A w dzisiejszej notce 2in1 czyli Denko i recenzja Kremu do twarzy Under20 ANTI! ACNE, nawilżająco-matujący przeznaczony do skóry z niedoskonałościami ;)Kupiłam go razem z jego bratem żelem, którego jeszcze trochę mi zostało, w wszystkim znanej Biedronce za 17,99zł. A przynajmniej tak mi się wydaję. Nie miałam żadnego żelu, a że ten dwupak wył w dość przystępnej cenie, namówiłam mamę i już następnego dnia miałam go u siebie ;)
Nie myślcie, że porozcinałam to opakowanie, ponieważ nie chciałam zmarnować ani kropelki kremu i nie rozstawać się z nim wcale. Prawda jest taka, że  nie chciałam zmarnować kremu, bo z czystej oszczędności nie mam  kasy na razie na inny, tak więc wzięłam dzisiaj rano, porozcinałam tubkę i palcem powybierałam krem, przenosząc go jednocześnie do takiego pudełeczka:
Tym sposobem  kremu starczy mi jeszcze na jakieś dwa tygodnie i nie będe musiała wydawać kasy na nowy.

Jak działa? a Przynajmniej jak miał działać?
-przywraca uczucie komfortu skóry i nawilża
-długotrwale matuje
-reguluję natłuszczenie skóry
-nie zatyka porów.

Producent niestety wywiązał się tylko z jednego punktu, krem ten rzeczywiście nie zatyka porów! Niestety, ponieważ to nie jedyny z jego plusów, warto zaznaczyć, że bardzo szybko się wchłania, jest wydajny(krem miałam właściwie 2 miesiące), nadaje się pod podkład i krem tonujący.
Zdecydowanie najbardziej cenię sobie w nim szybką wchłanialność, która jest u mnie priorytetem jeśli chodzi o każdy krem, bo bardzo się zazwyczaj spieszę i nie mam czasu, na zbyteczne czekanie, aż krem mi się wchłonie!
Na opakowaniu mamy napis informujący o zapobieganiu trądzikowi, ale tego również nie zauważyłam. Jeśli chodzi o matowanie czy choćby nawilżenie, krem nie sprawdził się w żadnym z tych przypadków. Nie kupię go już napewno, ponieważ chcę żeby krem który kupuje działa, a nie tylko szybko się wchłaniał.
A wy co o nim myślicie?
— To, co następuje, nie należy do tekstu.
PR #1616, opened 2025-02-14
ShortCut 3202: specphot science band

swalker2m:
This task arose from [a comment in ShortCut 3202](https://app.shortcut.com/lucuma/story/3202/support-planned-time-estimates-by-band#activity-4670), though not directly related to time estimates per se. 

> Would it be possible for the spectrophotometric standards to inherit the band of their associated science observations? If a specphot standard is associated with multiple science observations and those science observations have different bands then inherit the highest band (under the assumption that we are more likely to execute the higher band observations).

I updated the calibrations service to do this, in theory.  It adds the science band to the calibration observation properties to set (along with the average wavelength of the science observations).

I think I'll leave it here until Carlos is back and can take a look.  I didn't find any relevant tests for the `CalibrationService` and I'm not sure what we do for testing.

### DIFF
--- a/modules/service/src/main/scala/lucuma/odb/service/CalibrationsService.scala
+++ b/modules/service/src/main/scala/lucuma/odb/service/CalibrationsService.scala
@@ -100,6 +100,11 @@ object CalibrationsService extends CalibrationObservations {
     def map[B](f: A => B): ObsExtract[B] =
       copy(data = f(data))
 
+  case class CalObsProps(
+    wavelengthAt: Option[Wavelength],
+    band:         Option[ScienceBand]
+  )
+
   private def targetCoordinates(when: Instant)(
     rows: List[(Target.Id, String, CalibrationRole, RightAscension, Declination, Epoch, Option[Long], Option[Long], Option[RadialVelocity], Option[Parallax])]
   ): List[(Target.Id, String, CalibrationRole, Coordinates)] =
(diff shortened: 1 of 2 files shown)


modules/service/src/main/scala/lucuma/odb/service/CalibrationsService.scala
```diff
@@ -318,11 +339,16 @@ object CalibrationsService extends CalibrationObservations {
...
               // Important: Only update the obs that need it or it will produce a cascade of infinite updates
               // TODO: This could be slightly optimized by grouping obs per configuration and updating in batches
-              sql"select $observation_id where c_calibration_role = $calibration_role and c_spec_signal_to_noise_at <> $wavelength_pm".apply(oid, role, w)
+              sql"""
+                SELECT $observation_id
+                  FROM t_observation
+                 WHERE c_observation_id = $observation_id
+                   AND c_calibration_role = $calibration_role
+                   AND ("""(oid, oid, role) |+| needsUpdate |+| void")"
+//              sql"select $observation_id where c_calibration_role = $calibration_role and c_spec_signal_to_noise_at <> $wavelength_pm".apply(oid, role, w)
```
swalker2m, line 351: I reworked this query, but I may be misunderstanding the original intent so I'm particularly unsure about my update here.

cquiroz (approved):
LGTM

PR #1618, opened 2025-02-17
Only notify if something changes

swalker2m:
Updates (most of) our functions that execute `pg_notify` to elide the notification if nothing has actually changed.  I'm not convinced this will make much of a difference, but it probably also doesn't hurt?

### DIFF
--- a/modules/service/src/main/resources/db/migration/V0952__filter_edit_events.sql
+++ b/modules/service/src/main/resources/db/migration/V0952__filter_edit_events.sql
@@ -1,0 +1,149 @@
+-- Update event notify to first compare values
+
+CREATE OR REPLACE FUNCTION ch_observation_edit_associated_table_update()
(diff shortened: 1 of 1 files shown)


tpolecat (approved):
This looks good, we should have been doing this all along. 👍🏻

rpiaggio:
Does this mean that the same subscription but with slightly different queries can produce a different number of events?

swalker2m:
> Does this mean that the same subscription but with slightly different queries can produce a different number of events?

I don't anticipate that would happen in general, since a query doesn't modify anything.  When we do a mutation that invalidates caches, the subscription query can cause the cached value to be recomputed which will generate another event. We could put those in a different channel but we decided it would be easier for Explore not to have to listen to a different thing.

This PR just avoids sending an event if the "updated" values in a row are no different than the original values.

PR #1619, opened 2025-02-18
Don't advance ids for opposite sequence type

swalker2m:
Makes an adjustment to sequence generation to avoid changing the generated ids of the opposite sequence type while executing.  For example, now while doing acquisition the future science step IDs shouldn't change and vice versa.


rpiaggio (approved):
LGTM

swalker2m:
Added a bug fix for a problem in which the first step id in an atom would be repeated.

PR #1620, opened 2025-02-21
fix decoding error

tpolecat:
This fixes an error with `observationsByWorkflowState` that I couldn't easily reproduce locally but it happens with a copy of the dev database. In the interest of unblocking @rpiaggio I'd like to merge this and will follow up with a test that runs locally.

### DIFF
--- a/modules/service/src/main/scala/lucuma/odb/service/ConfigurationService.scala
+++ b/modules/service/src/main/scala/lucuma/odb/service/ConfigurationService.scala
@@ -249,18 +249,18 @@ object ConfigurationService {
           crs <- hc.downFields("configurationRequests", "matches").as[List[ConfigurationRequest]]
         yield (id, crs)
 
-      private given Decoder[((Program.Id, Observation.Id), Configuration)] = hc =>
+      private given Decoder[((Program.Id, Observation.Id), Option[Configuration])] = hc =>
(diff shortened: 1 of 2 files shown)


modules/service/src/main/scala/lucuma/odb/service/ConfigurationService.scala
```diff
@@ -249,18 +249,18 @@ object ConfigurationService {
           crs <- hc.downFields("configurationRequests", "matches").as[List[ConfigurationRequest]]
         yield (id, crs)
 
-      private given Decoder[((Program.Id, Observation.Id), Configuration)] = hc =>
+      private given Decoder[((Program.Id, Observation.Id), Option[Configuration])] = hc =>
         for
           pid <- hc.downFields("program", "id").as[Program.Id]
           oid <- hc.downField("id").as[Observation.Id]
-          cfg <- hc.downField("configuration").as[Configuration]
+          cfg  = hc.downField("configuration").as[Configuration].toOption
```
tpolecat, line 256: The issue here is that some observations don't have a valid configuration and I need to filter these out.

swalker2m (approved):
Makes sense.  :+1:

rpiaggio:
Thank you!

PR #1621, opened 2025-02-21
ShortCut-4745: active period

swalker2m:
Adds a program-specific active period, initialized from the CfP (if applicable).  When the CfP active period changes, programs that use the CfP and which had a matching active period are also updated to match the CfP's new active period.

Adds filtering on the active period to `WhereProgram`.


swalker2m:
I started to add a simple `isActive` filter to `WhereProgram` but stopped when I realized that it needs to be site specific. The way I wanted to do this was to make a program view which compared the database current timestamp to the active period start/stop range but this needs to be done at 2 PM local time for each site.  I could add two columns to the view, one for each site and then add an `isActiveAt: Site` flag if it seems like it would be worth it?  I think this is mostly meant for Observe though?

rpiaggio:
Right, this is for observe and navigate to load the list of observations that can be ... well, observed.

modules/service/src/main/resources/db/migration/V0953__program_active_period.sql
```diff
@@ -0,0 +1,71 @@
+-- Add active start / end.  The defaults seem fairly random but correspond to
+-- the limiting dates for our LST calculation.
+
+ALTER TABLE t_program
+  ADD COLUMN c_active_start date NOT NULL DEFAULT '1901-01-01'::date,
+  ADD COLUMN c_active_end   date NOT NULL DEFAULT '2099-12-31'::date,
```
rpiaggio, line 6: What happens if the ODB makes it to the next century?

rpiaggio (approved):
LGTM

modules/service/src/main/resources/db/migration/V0953__program_active_period.sql
swalker2m: There's definitely a Y2100 problem here.  But it won't be our problem.

PR #1623, opened 2025-02-26
ShortCut 3202: Select the highest priority (lowest ordinal) band.

swalker2m:
I made a mistake in #1616 in which I selected the `max` `ScienceBand` which turns out to be the lowest priority band since the `Order` is done starting with `Band 1` and continuing through `Band 4`.  We might want to reverse the `Order`.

W najbliższym czasie, jak tylko skończę żel również napisze o nim recenzję, jednak nie spodziewałabym się jej szybciej niż pod koniec października, bo żel również jest bardzo wydajny ;)
Tymczasem idę powtórzyć jeszcze na historię i spadam planować kolejne posty !
a więc do kolejnego postu!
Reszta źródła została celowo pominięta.